The answer is to be an exact copy of the lines below running from the line with "repeatsdefaultmac13 fails and" down to the line with "Hi, I have looked", both ends included, and nothing more.

Stored data:
● ● ● ● ●

Issue #408, opened 2017-01-05
Param Repeat of one element does not allow brackets


sagiss:
Param Repeat of one element does not allow brackets

We attach the macros used to test this issue in file repeats2.txt: this file has to be renamed to repeats2.py, charged in a macroserver and call the macros existing in the file from spock.
[repeats2.txt](https://github.com/sardana-org/sardana/files/687441/repeats2.txt)

A macro pt20_default has been created. This macro uses as repeat parameter, a repetitions of one float (list of Floats). The default value for a missing element of the list is specified.

The macro pt20_default is called using execmacro from three different macros (repeatsdefaultmac12, repeatsdefaultmac13, repeatsdefaultmac14). The repeatsdefaultmac12 works correctly because the list is complete and default values are not used. 

repeatsdefaultmac13 fails and report an error because internal brackets are used:
('pt20_default', [1, 2, [3]])
Internal brackets for single elements could be optionally accepted are not accepted currently, maybe it could be adapted but it is not mandatory.

However repeatsdefaultmac14 fails and report an error, and this should not be the case. In repeatsdefaultmac14 empty brackets are used in order to indicate that the default value should be used in that place. This can be seen in the spock output:

<pre>
repeatsdefaultmac14
An error occurred while running Macro 'repeatsdefaultmac14() -> 61f298a4-d353-11e6-9891-00163e482412':
float() argument must be a string or a number
</pre>

In order to indicate the usage of default values, empty brackets should be accepted.

teresanunez:
Hi, I have looked at this and solved the problem described with the macro repeatsdefaultmac13,
 now the [], so that the paramrepeat with only one element allow internal macros. The problem
 with the default values is still there, but this is a general problem not only for the paramrepeats with
only one parameter.

teresanunez:
The PR #416 should solve this issue. Also the problem with the default values.

reszelaz:
As agreed in #405 we will not accept mixing list and not list API in the same repeat parameter. So the example `repeatsdefaultmac13` from `repeats2.txt` should not be allowed. Nevertheless we should support empty list as the placeholder for indicating the default value.

teresanunez:
The PR concerning this issue was changed, now repeatsdefaultmac13 from repeats2.txt gives an error.

reszelaz:
Solved by #416.

PR #412, opened 2017-01-10
Accepting brackets for paramrepeats with one element

teresanunez:
This PR solves the issue #408, each repetition of a ParamRepeat with only one element
 can be closed into brackets. The problem of the default values pointed out in #408 concerns
all ParamRepeats and not only the ones with one element.


teresanunez:
I have to check this PR, it introduces another problem.

teresanunez:
I will investigate another implementation. A new pull request will be done.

● ● ● ● ●

▶ **Answer below**:
repeatsdefaultmac13 fails and report an error because internal brackets are used:
('pt20_default', [1, 2, [3]])
Internal brackets for single elements could be optionally accepted are not accepted currently, maybe it could be adapted but it is not mandatory.

However repeatsdefaultmac14 fails and report an error, and this should not be the case. In repeatsdefaultmac14 empty brackets are used in order to indicate that the default value should be used in that place. This can be seen in the spock output:

<pre>
repeatsdefaultmac14
An error occurred while running Macro 'repeatsdefaultmac14() -> 61f298a4-d353-11e6-9891-00163e482412':
float() argument must be a string or a number
</pre>

In order to indicate the usage of default values, empty brackets should be accepted.

teresanunez:
Hi, I have looked at this and solved the problem described with the macro repeatsdefaultmac13,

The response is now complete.